PR #789, opened 2024-06-27
Add support for allowing skipped checks in `has_successful_status`

### LINKED ISSUE #760: Feature Request: Option to count skipped jobs in has_successful_status
GitHub branch protection rules and rulesets [count skipped jobs as "success"](https://docs.github.com/en/pull-requests/collaborating-with-pull-requests/collaborating-on-repositories-with-code-quality-features/troubleshooting-required-status-checks#handling-skipped-but-required-checks). Given GitHub's underpowered required checks config, this "feature" is commonly used with [path filtering](https://github.com/dorny/paths-filter) to avoid running unnecessary jobs in monorepos etc.

We also use policy-bot to ping reviewers directly when a PR is in a reviewable state (including minimum checks pass).

As `has_successful_status` only counts "success" state we have had to consider these workarounds:

#### 1. Only policy-bot as the required check

The path filtering is moved to the policies - expensive jobs run unnecessarily

#### 2. Duplicate the conditions in policy-bot

High risk of the filtering logic getting out-of-sync

#### 3. Additional job (chosen)

Add an additional job that is dependent on the conditional jobs and fails if any of the conditional job results is not "success" or "skipped". This job is referenced in `has_successful_status`.

Small extra expense, some additional complexity and confusing PR check summary.

Thanks for your time!

iainlane:
The `has_successful_status` predicate currently requires predicates to be present and successful in order to pass. But workflows can be run conditionally - for example only if certain paths change - and it is currently not very convenient to write a policy which considers such skipped workflows as passing. The only feasible workaround is to duplicate the path filters in the policy, and this quickly gets unwieldy and prone to getting out-of-sync in large repositories.

Here we add direct support for specifying such rules. This is done by introducing a new alernative form that `has_successful_status` predicates can take:

```yaml
has_successful_status:
  options:
    skipped_is_success: true
  statuses:
    - "status 1"
    - "status 2"
```

In this mode, we will consider the `skipped` result as acceptable. The current form:

```yaml
has_successful_status:
  - "status 1"
  - "status 2"
```

remains supported. We have done this by implementing a custom unmarshaling function to be able to handle both forms.

Closes: #760

### DIFF
--- a/README.md
+++ b/README.md
@@ -322,24 +322,15 @@ if:
     deletions: "> 100"
     total: "> 200"
 
-  # "has_successful_status" is satisfied if the status checks that are specified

[Instructions to follow]
In the entries, how many lines include the string "state"? Only the number should be given.

[Task response]
2